The crisis along the Haitian-Dominican border is part of the history of anti-Haitian racism and xenophobia institutionalized during Rafael Trujillo’s dictatorship, from 1930 to 1961, which has its roots in the colonial projects that shaped the sides of the island to be different from each other.

In the late 17th century, the island was divided between Spain and France. In 1822 the two sides were united under the Haitian flag. But a group of men from the Spanish-speaking portion of the island moved to sever ties with Haiti, in part to avoid crippling debt to enslavers and insert themselves in the global market. They used linguistic and cultural differences to garner popular support.

The Dominican Republic established itself as different from Haiti in 1844.

In 1915 the United States invaded Haiti and the next year occupied the entire island, establishing a national guard and creating a worker program that sent Haitian workers to the Dominican Republic to cut cane in the nation’s American-owned sugar factories.

When the Americans left, Mr. Trujillo, who had been trained by U.S. Marines during the occupation, became president. The dictator, who envisioned a non-Black nation, institutionalized a campaign that portrayed Haitians as culturally and racially inferior. In October 1937 he ordered the massacre of over 20,000 Haitians and Dominicans of Haitian descent along the river at the center of today’s dispute.

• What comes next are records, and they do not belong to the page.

PR #6311, opened 2021-09-20
Embedded assemblies blob

grendello:
Let's see what breaks


src/Xamarin.Android.Build.Tasks/Tasks/BuildApk.cs
```diff
@@ -641,7 +698,7 @@ private void AddNativeLibraries (ArchiveFileList files, string [] supportedAbis)
 
 			NdkTools? ndk = NdkTools.Create (AndroidNdkDirectory, Log);
 			if (ndk == null) {
-				return; // NdkTools.Create will log appropriate error
+				return; // NdkTools.Create will Log appropriate error
```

In September 2013 the Dominican Constitutional Court issued a ruling that retroactively denied Dominican nationality to anyone born after 1929 who did not have at least one parent of Dominican heritage. The ruling, known as La Sentencia (the sentence), was aimed at controlling undocumented immigration from Haiti. In practice, it effectively left stateless an estimated 200,000 Dominican citizens of Haitian descent.

The ruling prompted anger from the international community. In 2014 the Dominican Republic offered a stopgap solution in the form of a law that, in theory, offers a path to legalization for those stripped of citizenship the year before. Yet thousands of Dominicans of Haitian descent continue to face deportation and human rights abuses as a result of their legal status. In 2022 alone, more than 150,000 people were deported.

The crisis along the border is another example of a global trend in which nativist and extreme nationalist rhetoric is being weaponized by government officials seeking to garner popular support.

In some ways what is happening on the Haitian-Dominican border echoes the reversal of basic civil rights in the United States. In 2013 as the Dominican Republic issued La Sentencia and we saw a deportation surge under the Obama administration, I implored readers to reflect on the United States’ role in the propagation of extreme ideas about immigration that harked back to Jim Crow and apartheid. Since then, children have been separated from their parents at the southern border, travel bans were aimed at Muslims, and migrants were rounded up on buses and sent elsewhere.

In years since, I have traded my optimism for vigilance. I invite you all to do the same. If you value freedom and justice, you must stay alert, get involved, be aware. Like many Dominicans, some Americans, particularly those of us who identify as Black, brown or descendants of immigrants, could well find ourselves without a country, suddenly illegal in our own home.

Lorgia García Peña, a professor at Princeton University, is the author, most recently, of “Translating Blackness: Migrations of Latinx Colonialities in Global Perspective.”